In principle, this can be explained by the fact that, although the chemical properties of the REEs are very similar at ambient temperature, at hydrothermal conditions they change systematically with atomic number of the lanthanides. Indeed, as shown earlier (Figure 2), the formation constant, ß ₁, for REE chloride complexes decreases by over an order of magnitude from La to Lu at 250 °C.

Thus, La is predicted to be considerably more mobile than Lu, potentially explaining the observed behavior of these elements in the example cited above. A similar effect has been observed for REE fluoride complexes. However, as discussed above, it is unlikely that fluoride complexes contribute significantly to the hydrothermal mobility of the REEs due to the very low solubility of REE fluoride solids.

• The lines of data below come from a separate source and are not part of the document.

PR #99, opened 2017-08-19
close() sets the internal stream pointer to NULL

mgeier:
I split this into three commits, because they have quite different implications.

I think setting the stream pointer to NULL (abf1f19839059453436738d8d2979d22772c101c) has no negative implications.
AFAICT, the error messages are the same as when using an invalid pointer after `close()`. But it might be safer on some systems (see mailing list link below).

The `.closed` property (8370db2cf4ff08a23119824f2cecd08ad15a1165) seems harmless, Python file objects tend to have such a thing, so it shouldn't be too uncommon.

The last commit (9af4e43a387e312e1c79e35eacb65b138b816c83) actually changes the behavior. Instead of throwing an exception, it now returns `active == False` on closed streams (without actually checking activeness).
I think that is logically justifiable, because a closed stream can never ever be active, but I'm not quite sure.

The background to all this is that a derived class might have some state (as "private" instance variables) that's written by the callback function (possibly in C and without holding the GIL!). While the callback is running, this shouldn't be accessed, but afterwards it's OK. Even after the stream was closed.
If I'm not mistaken, this cannot be checked with the current public API, but it could be checked with a combination of `.closed` and `.active`. Or, with the third commit, this could simply be checked by `.active` alone.

@tgarc You seem to be an expert in that area, what do you think about this?

See also https://lists.columbia.edu/pipermail/portaudio/2017-March/001074.html.

### DIFF
--- a/sounddevice.py
+++ b/sounddevice.py
@@ -1181,6 +1181,11 @@ class _StreamBase(object):
         return _check(_lib.Pa_IsStreamStopped(self._ptr)) == 1
 
     @property
+    def closed(self):
+        """``True`` after a call to `close()`, ``False`` otherwise."""
+        return self._ptr == _ffi.NULL
+
+    @property
     def time(self):
         """The current stream time in seconds.
 
--- a/sounddevice.py
+++ b/sounddevice.py
@@ -1162,6 +1162,8 @@ class _StreamBase(object):
         stopped
 
         """
+        if self.closed:
+            return False
         return _check(_lib.Pa_IsStreamActive(self._ptr)) == 1
 
     @property
--- a/sounddevice.py
+++ b/sounddevice.py
@@ -1286,6 +1286,7 @@ class _StreamBase(object):
 
         """
         err = _lib.Pa_CloseStream(self._ptr)
+        self._ptr = _ffi.NULL
         if not ignore_errors:
             _check(err, 'Error closing stream')
 
--- a/sounddevice.py
+++ b/sounddevice.py
@@ -1180,6 +1180,8 @@ class _StreamBase(object):
         active
 
         """
+        if self.closed:
+            return True
         return _check(_lib.Pa_IsStreamStopped(self._ptr)) == 1
 
     @property


tgarc:
Hey mgeier. The `closed` property seems like a nice addition. What was the motivation to add these changes though? These behaviors kind of diverge from the PortAudio stream's behavior.

I was interested in making changes like this because I wanted to use Streams in a multi-threaded context where I wanted to do things like for example abort the stream in the main thread if it had not already been closed by the subthread. (Of course, I still had to add a stream mutex to make these functions thread safe.)

Either way, I do think the `closed` property is a useful feature. And I can't see anything about these changes that could be harmful or limiting to users. I'm in favor of these changes 👍

mgeier:
Thanks @tgarc, I very much appreciate your feedback!

I tried to hint on the general motivation above, but I'll make it more concrete: in [rtmixer](https://github.com/spatialaudio/python-rtmixer) (currently in the `fetch-stats` branch) I'm planning to add a `.stats` attribute (a property, to be more exact) to get e.g. the number of xruns that happened during the runtime of the callback. This attribute should not be queried while the callback is running, because the underlying structure is not protected by a lock or anything. For this reason, I'm checking `stream.active` in the implementation of the property.

So far so good. But I would like to use it somewhat like that:

```python
with rtmixer.Mixer() as stream:
    # run the stream for some time
print(stream.stats.output_underflows)
```

The problem is that exiting the context manager calls `close()` (which I think makes sense), which invalidates the stream pointer, and the check for `stream.active` that's done while getting `stream.stats` will raise an exception.

> These behaviors kind of diverge from the PortAudio stream's behavior.

Yeah, that's why I'm a bit unsure about this.

It is a change of behavior, but this change is either invisible to users (setting the pointer to NULL) or only changes errors into non-errors.

mgeier:
PS: I would like to add that the checking `.closed` in `.active` is really only a convenience, if we don't do this, users would just have to do this on their own, which wouldn't be a big problem, but I think it would be a bit annoying.

I also want to point out that `.active` and `.stopped` would be somewhat asymmetrical in my current proposal, because `.stopped` would still raise an exception after `.close()`.
Initially, I thought that after `.close()` we cannot tell if a stream was "stopped". But now that I'm thinking about it, there might also be a logic argument for that: the documentation says that `.close()` behaves as if `abort()` had been called, therefore a `.closed` stream must always be `.stopped`, right?

Shall I adapt the `.stopped` property, too?

tgarc:
I would adapt the `.stopped` property like you said to be more consistent.

In general I would say that if it ain't broke don't fix it, but I think the change in behavior is okay and will make things a little more robust.

PR #366, opened 2015-11-10
minimega: fix #365.

### LINKED ISSUE #365: minimega: disk_test.go
```
--- FAIL: TestParseInject (0.00s)
        disk_test.go:23: invalid command: disk inject image.qc2 "my file":"Program Files/my file"
```

We should just get rid of this test, it was useful when we had custom parsing but isn't really useful now.

jcrussell:
Remove test file that was useful when we had lots of custom parsing --
not really useful now that we have minicli.


djfritz:
LGTM

PR #369, opened 2015-11-17
minimega: remove link local from VM IPv6 column.

jcrussell:
Filter out the IPv6 link local address for `vm info`.


djfritz:
LGTM even though you are a debug statement black hole.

Another potential cause of REE fractionation is the differential solubility of REE minerals. Thus, minerals with lower solubility will saturate in solutions earlier than those with higher solubility and be deposited before the latter. If deposition occurs across physicochemical gradients that are spatially distributed, and if the minerals that deposit differ in their proportions of the REEs, their differential solubility will lead to fractionation of the REEs.

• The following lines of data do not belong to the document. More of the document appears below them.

PR #371, opened 2015-11-20
Mouse Movement Tracking

mkunz7:
Update the noVNC status bar to include Mouse Coordinates

### DIFF
--- a/misc/web/novnc/include/input.js
+++ b/misc/web/novnc/include/input.js
@@ -303,6 +303,12 @@ var Keyboard, Mouse;
             var evt = (e ? e : window.event);
             var pos = Util.getEventPosition(e, this._target, this._scale);
             if (this._onMouseMove) {
+                if (noVNC_status.innerHTML.indexOf('|') == -1){
+                    noVNC_status.innerHTML += " | X:"+pos.x+" Y:"+pos.y;
+                }
+                else{
+                    noVNC_status.innerHTML = noVNC_status.innerHTML.split('|')[0] + "| X:"+pos.x+" Y:"+pos.y;
+                }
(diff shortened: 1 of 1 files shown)


djfritz:
@jcrussell @floren 

This is vendorized code which we don't maintain. If we did this we'd have to keep a patch somewhere in the repo to apply when we periodically upgrade to the latest novnc release. 

What's the need for this?

mkunz7:
I needed an easier way to make modifications to VNC scripts. I've been creating VNC scripts that do X task taking X variables and when writing these scripts by hand or fixing them I've needed the exact mouse coordinates. 

Before this PR, you would need to start a recording via the cli, move the mouse, stop the recording in the cli, open the save file in a text editor, and scroll to find the mouse coordinates you care about. Now I can just open VNC and see exactly where the new coordinate I care about is at.

I'm not the one to determine the best way of integrating this into the project, but I believe there should be an easier process than what is currently used when writing VNC scripts. With this being such a minimal change to vendor code that rarely updates, I figured these 6 lines can add a great value. But ultimately it's what's best for the project.

jcrussell:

Figure 9. The distribution of values for the solubility product of REE fluorides at 150, 200 and 250 °C. Source: Migdisov et al. 2016. Reproduced with permission of Elsevier

For example, the solubility product of fluocerite varies considerably with atomic number, increasing by two to three orders of magnitude from Ce to Lu, depending on temperature (Figure 9), and thus, its deposition could lead to fractionation of the REEs.

Finally, fractionation of the REEs can occur during interaction of REE-bearing solutions with a nominally REE-free host rock or hydrothermally formed minerals. Incorporation of the REEs in the crystallographic structure of these minerals is a complex process controlled by the ionic radii of the incorporated REEs, their charges, and the speciation of the REE in aqueous solutions.